Now this is greatness only in perfection, yet in lowliness, not in self-sufficiency, in conscious weakness of humanity, but all told in perfect faith and dependence to God His Father, yet never losing His human place; rather it is the expression of it. It is here it comes out so perfectly, never a thought that was not human indeed, but never one that was not suited to such a place in the presence of God; that is, to death and drinking the cup; yet, though a man's feelings are there in view of it, not one but what was according to the perfectness of One in whom the fulness of the Godhead dwelt bodily. It would not do that He should not have been fully in conscious manhood there, for He was there for us; nor that in that place a thought or a feeling that was not divine in its fitness for it should have been there, and so it was. He was not drinking the cup, but He had to feel it as to all that it was, and feel rightly about it. Had He not been God, as well as man, that could not have been. Surely He could not have drunk it else, but He could not have thought about it adequately, if a divine source and measure of thought had been the spring of it in man's. necessity before God.

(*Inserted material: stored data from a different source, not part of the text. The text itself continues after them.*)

PR #854, opened 2018-03-30
Auto-joining chat-channels

### LINKED ISSUE #816: Autojoin chat channels on startup
The python client has an autojoin channels setting:
autojoinchannels
https://github.com/FAForever/client/pull/901

 Seems to be a very appreciated feature.

20seven:
Adding a setting which allows adding multiple chat-channels that will be automatically joined on client startup.
Fixes #816


src/main/java/com/faforever/client/preferences/ChatPrefs.java
```diff
@@ -46,6 +52,7 @@ public ChatPrefs() {
     userToColor = new SimpleMapProperty<>(FXCollections.observableHashMap());
     chatColorMode = new SimpleObjectProperty<>(CUSTOM);
     idleThreshold = new SimpleIntegerProperty(10);
+    autoJoinChannels = new SimpleListProperty<>(FXCollections.observableArrayList(new ArrayList<String>()));
```
micheljung: `new SimpleListProperty<>(FXCollections.observableArrayList());`

src/main/java/com/faforever/client/preferences/ui/AutoJoinChannelsController.java
```diff
@@ -0,0 +1,52 @@
...
+import org.springframework.context.annotation.Scope;
+import org.springframework.stereotype.Component;
+
+import javax.inject.Inject;
+
+@Component
+@Scope(ConfigurableBeanFactory.SCOPE_PROTOTYPE)
+public class AutoJoinChannelsController implements Controller<Node> {
+  private final PreferencesService preferencesService;
+  @FXML
```
micheljung: `@FXML` is only needed for private fields, by convention we use public fields w/o the annotation

src/main/java/com/faforever/client/preferences/ui/AutoJoinChannelsController.java
```diff
@@ -0,0 +1,52 @@
...
+  public TextField channelTextField;
+  public Button addChannelButton;
+  public ListView<String> channelListView;
+  public GridPane autoJoinChannelsSettingsRoot;
+
+  @Inject
```
micheljung: `@Inject` is not required with only one constructor so we omit it.

src/main/java/com/faforever/client/preferences/ChatPrefs.java
```diff
@@ -164,4 +171,16 @@ public void setIdleThreshold(int idleThreshold) {
...
+    return autoJoinChannels.get();
+  }
+
+  public void addAutoJoinChannel(String channelName) {
+    autoJoinChannels.get().add(channelName);
+  }
+
+  public void removeAutoJoinChannel(String channelName) {
+    autoJoinChannels.get().remove(channelName);
+  }
```
micheljung: For list properties in other classes, we don't provide "add" and "remove" so, for the sake of consistency, I wouldn't do it here either.

src/main/java/com/faforever/client/preferences/ui/AutoJoinChannelsController.java
```diff
@@ -0,0 +1,52 @@
...
+  public AutoJoinChannelsController(PreferencesService preferencesService) {
+    this.preferencesService = preferencesService;
+  }
+
+  public void initialize() {
+    channelListView.setOnMouseClicked(event -> {
```
micheljung: By convention, we define the `onMouseClicked` method to be called in the FXML

Geosearchef (dismissed):
looks  good to me

micheljung (changes requested):

Wesmania:
Few things to take note of:
* It's better to use getLanguage since language channels are a better fit than country channels.
* For many languages there won't really be official rooms with moderators, so I don't think there's much point in autojoining those. The Python client currently autojoins #french, #german and #russian, and these have active mods IIRC.
* Python client also has logic for autojoining the #newbie channel if current player has played few games. Maybe we can add this too.

If you'd like to look up Python client's autojoin logic for rough reference / inspiration, it's in `src/chat/channel_autojoiner.py` on develop.

20seven:
@Wesmania yep, language is probably better; changed it.
I also added the three "official" channels, in a way i hope is easy to add onto if needed.

The newbie channel bothered me a bit because I couldn't figure out a way that wouldn't make it all messy. I checked the server and I would consider that a much better place for this. In `lobbyconnection.py` from lines 672:

```python
channels = []
if self.player.mod:
   channels.append("#moderators")

if self.player.clan is not None:
    channels.append("#%s_clan" % self.player.clan)

 if self.player.numGames < 50:
    channels.append("#newbie")
```
I can try and explain my issues with newbie channel in slack (or maybe someone already knows a solution) but I found those two last lines much more convenient. Let me know what you think

1-alex98:
@20seven any ambitions to continue here? Because otherwise I will probably redo it.
Because:
1.Now the py client is gone I would rather take the language local the user set his client and system to and join the channel with the according language code
2. I would not use a pop up but do it in the normal settings, if at all I would just join them and not leave a chance to join any other channels automatically that can be done in a separate issue

Wesmania:
Remember that channels need moderators, so one of the above still holds.

1-alex98:
oh ok

1-alex98:
Well I checked out the branch tested etc and it is perfectly fine. No idea why i wanted to redo it

1-alex98 (dismissed):

1-alex98 (dismissed):

1-alex98:
I rebased and tested it works perfectly

1-alex98:
@Geosearchef @Brutus5000 please have a look

1-alex98 (approved):

Katharsas:
I cannot test this unless its rebased on top of a more recent develop commit.
Edit: I guess is can just rebase this for myself. Do you want me to push a rebased version? Otherwise ill let you deal with the merge conflicts (they probably aren't too bad) : )

1-alex98:
U can happily rebase onto develop and u can also locally rebase it onto something else and not push

1-alex98 (dismissed):

src/main/java/com/faforever/client/chat/OfficialLanguageChannel.java
```diff
@@ -0,0 +1,35 @@
...
+
+
+  OfficialLanguageChannel(String localeLanguage, String channelName) {
+    this.localeLanguage = localeLanguage;
+    this.channelName = channelName;
+  }
+
+  public static Optional<OfficialLanguageChannel> getChannelName(String localeLanguage) {
+    for (OfficialLanguageChannel channel : values()) {
+      if (channel.getLocaleLanguage().equals(localeLanguage)) {
```
Wesmania: Python client also adds players with 'by' locale to #russian, 'uk'  is a candidate too.

Katharsas:
Seems to work good. What about #newbie auto-joining? The following seems to work fine:
```
PlayerService playerService;
[...]
if (playerService.getCurrentPlayer().get().getNumberOfGames() < 50) {
    joinChannel("#newbie");
}
```
Edit: I pushed this change.

1-alex98:
travis failed

Katharsas:
The more i think about it the less i like how many things the `PircBotXChatService` is doing. Maybe i can find and create a separation of concerns here.

1-alex98:
Please do it separately tho.(not in this comit)

1-alex98 (dismissed):

1-alex98 (dismissed):

Katharsas:
Travis failed with some cert error.

1-alex98 (dismissed):

Katharsas (dismissed):

Katharsas:
I need to push some additional stuff.

src/test/java/com/faforever/client/chat/ChatControllerTest.java
```diff
@@ -153,8 +154,7 @@ public void testOnJoinChannelButtonClicked() throws Exception {
     doAnswer(invocation -> {
       MapChangeListener.Change<? extends String, ? extends Channel> change = mock(MapChangeListener.Change.class);
       when(change.wasAdded()).thenReturn(true);
-      // Error here is caused by a bug in IntelliJ
-      when(change.getValueAdded()).thenReturn(new Channel(invocation.getArgument(0)));
+      doReturn(new Channel(invocation.getArgument(0))).when(change.getValueAdded());
```
Katharsas: A test is failing because of this. @axel1200

1-alex98 (approved):

1-alex98 (dismissed):

Katharsas (dismissed):

src/main/java/com/faforever/client/chat/OfficialLanguageChannel.java
```diff
@@ -0,0 +1,35 @@
...
+public enum OfficialLanguageChannel {
+  FRENCH("fr", "#french"),
+  GERMAN("de", "#german"),
+  RUSSIAN("ru", "#russian");
+
+  private final String localeLanguage;
+  private final String channelName;
+
+
+  OfficialLanguageChannel(String localeLanguage, String channelName) {
```
Brutus5000: Use Lomboks @AllArgsConstructor instead (makes the whole constructor obsolete)

src/main/java/com/faforever/client/chat/OfficialLanguageChannel.java
```diff
@@ -0,0 +1,35 @@
...
+  public static Optional<OfficialLanguageChannel> getChannelName(String localeLanguage) {
+    for (OfficialLanguageChannel channel : values()) {
+      if (channel.getLocaleLanguage().equals(localeLanguage)) {
+        return Optional.of(channel);
+      }
+    }
+    return Optional.empty();
+  }
+
+  public String getChannelName() {
```
Brutus5000: Use Lomboks @Getter on class level - makes the getter obsolete

src/main/java/com/faforever/client/chat/OfficialLanguageChannel.java
```diff
@@ -0,0 +1,35 @@
...
+    return channelName;
+  }
+
+  public String getLocaleLanguage() {
```
Brutus5000: Use Lomboks @Getter on class level - makes the getter obsolete

src/main/java/com/faforever/client/preferences/ChatPrefs.java
```diff
@@ -48,6 +56,10 @@ public ChatPrefs() {
     chatColorMode = new SimpleObjectProperty<>(CUSTOM);
     idleThreshold = new SimpleIntegerProperty(10);
     chatFormat = new SimpleObjectProperty<>(ChatFormat.COMPACT);
+    autoJoinChannels = new SimpleListProperty<>(FXCollections.observableArrayList());
+    String localeLanguage = Locale.getDefault().getLanguage();
+    Optional<OfficialLanguageChannel> languageChannel = OfficialLanguageChannel.getChannelName(localeLanguage);
```
Brutus5000: Skip the variable assignment, if it is unused and call ifPresent directly (but make a linebreak for the ifPresent).

Brutus5000 (changes requested):
Just some minor codestyle stuff.
I did not test the functionality. I hope my previous approvers did.

1-alex98:
@Katharsas wanna do this ?

Katharsas:
Sure i think i can do this.

src/main/java/com/faforever/client/chat/OfficialLanguageChannel.java
Katharsas: @axel1200 Should i change the code so that it can deal with multiple locales per language channel? I don't think that would be a big change.

src/main/java/com/faforever/client/chat/OfficialLanguageChannel.java
Katharsas: Im in favor of removing getters entirely. I don't see why they would be needed. static method `getChannelName` can just return the channelName directly, as its name implies.

Katharsas:
I changed the code to address the functionality brought up by @Wesmania (multiple locales) and the review by Brutus. I also removed all getters from the enum because i didn't see the point of having them.

1-alex98:
Please look at https://app.codacy.com/app/FAForever/downlords-faf-client/pullRequest?prid=1492232

Katharsas:
Does selecting a language in the settings currently set my locale's language to that langauge?
For example if my local is not russian, but i set my client to russian in the settings, will `Locale.getDefault().getLanguage()` then return `ru` or mu system locale? I guess not.

Because if we use the locale from the settings instead of the default locale, i can revert the whole "multiple languages per langauge channel" thing from my last commit, because it doesn't make much sense. If people select a language other than english in the client settings then we can assume that they know that language and just put them in the appropriate channel.

This way we avoid the whole "mapping multiple languages to a single languages" thing.

Also, this whole `OfficialLanguageChannel` enum is just a disguised, hardcoded immutable map/multimap that maps channels to languages (or the other way around), and it doesn't need to an enum at all (none of its values are ever specifically in code).

Wesmania:
I imagine some people might want to keep an english interface (e.g. me). If we're tying joining language channels to UI language, we should have an option to specify language channels to join.

Katharsas:
Ok but if somebody specifically wants/selects an english interface and specifically NOT the russian one, would they actually usually want to be autojoined into the russian channel?

Btw. I don't think that the Belarusian code `by` ever worked, because the Belarusian language code is actually `be` (@Wesmania you sure that `by` was used in python?), `BY` is the country code. And do operating system even have Belarusian as a language? Is `be` actually ever returned by the operating system? If somebody sets his operating system to russian, they will be auto-joined anyway, so in that case checking for `be` would also be useless.

The whole purpose of language codes is to solve the problem of getting the language of a user correctly. For example, if an Austrian selects "Austria" as his OS language, then the operating system will return `de` (german) as the language code.
This tells me that Belarusian is actually a different language than russian, because if it was very similar, then Belarus would be `ru-BY` and not `be-BY`. So i don'''t think we should map languages to languages, because language codes should already do that by themselves.
And people can always add language channel to their settings manually to join them independently of their locale.

Katharsas:
I think the optimal way to deal with this would be to have an additional checkbox inside every language option in the language settings to join that language's IRC channel. By default, only the setting is ticked for the selected language. The most important thing is to SHOW that language channels exist. Even if we just show the channel name in the language settings for each language option that would be good (without checkbox).
We then ignore the OS locale completely. Kinda like this:
language_settings

Of course, this will mean that we can only have official language channels for languages for which we have translations, so that may be a problem. So maybe a separate UI in the chat preferecnes?

Wesmania:
Python client has something like that - it has an options menu for all language channels and defaults are set using system locale if not set yet.

1-alex98 (dismissed):

1-alex98:
@Katharsas u still wanna change it or get it done? Well tell me I would merge it now if u want to

Katharsas:
- I want to get rid of "multiple languages per channel" change that i made before.
- I also want to get rid of the over-testing (currently the test iterates through ALL hardcoded language channels and asserts that all of them work, which is over-testing imo), but i cannot get rid of this because i cannot mock an enum to have different values, which is an argument for changing `OfficialLanguageChannel` to be a Hashmap<String, String> instead of an enum. Should i do this?

I don't think that i want to add language channels to the chat preferences. Instead, language channels can be advertised in a potential "join new channel" UI, the same one that comes up when you close all channels. But that would belong in a different new issue.

1-alex98:
Do as u please

Katharsas:
Ok so i didn't remove the multi mapping thing but since its now mapped the other way around, there is no distinction (in code) between allowing multiple locales to map to a channel or not. So i guess its fine.

src/main/java/com/faforever/client/preferences/ChatPrefs.java
```diff
@@ -21,11 +23,21 @@
...
+import java.util.Optional;
 
 import static com.faforever.client.chat.ChatColorMode.CUSTOM;
+import static com.faforever.client.preferences.LanguageChannel.*;
 
 public class ChatPrefs {
 
+  @VisibleForTesting
+  public static final ImmutableMap<String, LanguageChannel> LOCALE_LANGUAGES_TO_CHANNELS = ImmutableMap.<String, LanguageChannel>builder()
+      .put("fr", FRENCH)
```
1-alex98: Are there not constants for that Locale.FRENCH.getLanguage() or something...

src/main/java/com/faforever/client/preferences/LanguageChannel.java
```diff
@@ -0,0 +1,14 @@
+package com.faforever.client.preferences;
+
+import lombok.AllArgsConstructor;
+import lombok.Getter;
+
+@AllArgsConstructor
+@Getter
```
1-alex98, line 7: What about @Value I thinks it makes everything final and adds getter as well as an allargs constucor

1-alex98 (changes requested):

src/main/java/com/faforever/client/preferences/ChatPrefs.java
Katharsas: I don't think there are.
Edit: Maybe there are.

src/main/java/com/faforever/client/preferences/LanguageChannel.java
Katharsas: @Value is not supported for enums, only classes.

src/main/java/com/faforever/client/preferences/ChatPrefs.java
Katharsas: There are for some types. I change String type to Locale.

src/main/java/com/faforever/client/preferences/ChatPrefs.java
```diff
@@ -2,24 +2,42 @@
...
 import static com.faforever.client.chat.ChatColorMode.CUSTOM;
+import static com.faforever.client.preferences.LanguageChannel.*;
 
 public class ChatPrefs {
 
+  @VisibleForTesting
+  public static final ImmutableMap<Locale, LanguageChannel> LOCALE_LANGUAGES_TO_CHANNELS = ImmutableMap.<Locale, LanguageChannel>builder()
+      .put(Locale.FRENCH, FRENCH)
+      .put(Locale.GERMAN, GERMAN)
+      .put(new Locale("ru"), RUSSIAN)
```
1-alex98, line 37: There is no constant for "ru" that seems strange
and what is "be"?

1-alex98 (approved):

src/main/java/com/faforever/client/preferences/ChatPrefs.java
Katharsas: There are no constants for most countries/languages, only for some very specific ones. `be` is Belarusian.

1-alex98: oh ok, so be it

1-alex98:
it still has a ready label remove it if u dont want it merged

Katharsas:
I think it can be merged now.

1-alex98:
lemme review one last time

Geosearchef:
> lemme review one last time

Review one last time in remembrance of the good old days when this thread still spammed my mail inbox every view minutes?

1-alex98 (approved):

1-alex98:
Well turn of mail notifications then they are shit anyway XD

Blessed Lord, I do not pretend to fathom what Thou wast. Who could? But we may learn from it, and adore in our hearts; we may look on and learn who was there, and with thankfulness of heart. No man knows the Son but the Father; but, oh, what traits of paramount blessedness flow forth from this Son being a man! And we shall see that very Man as He is (and who shall tell the joy of that?), yet He is as perfect in gracious gentleness to man. What it must have been to them when they had the Holy Ghost to look back to, and when they knew themselves in their flight from, that which He was going to meet! Humbling surely, but a great thing for a heart to have been thus humbled; for, after all, we must learn what we are where Christ was, save, of course, atonement, and even there in respect of guilt to know the perfectness that is in Him. It is not by our minds, but in looking at perfectness in the same place in our weakness. Who will know strength like the weak one that leans on it? Still we know it as taught of God as He in the perfectness of His person. J. N. Darby.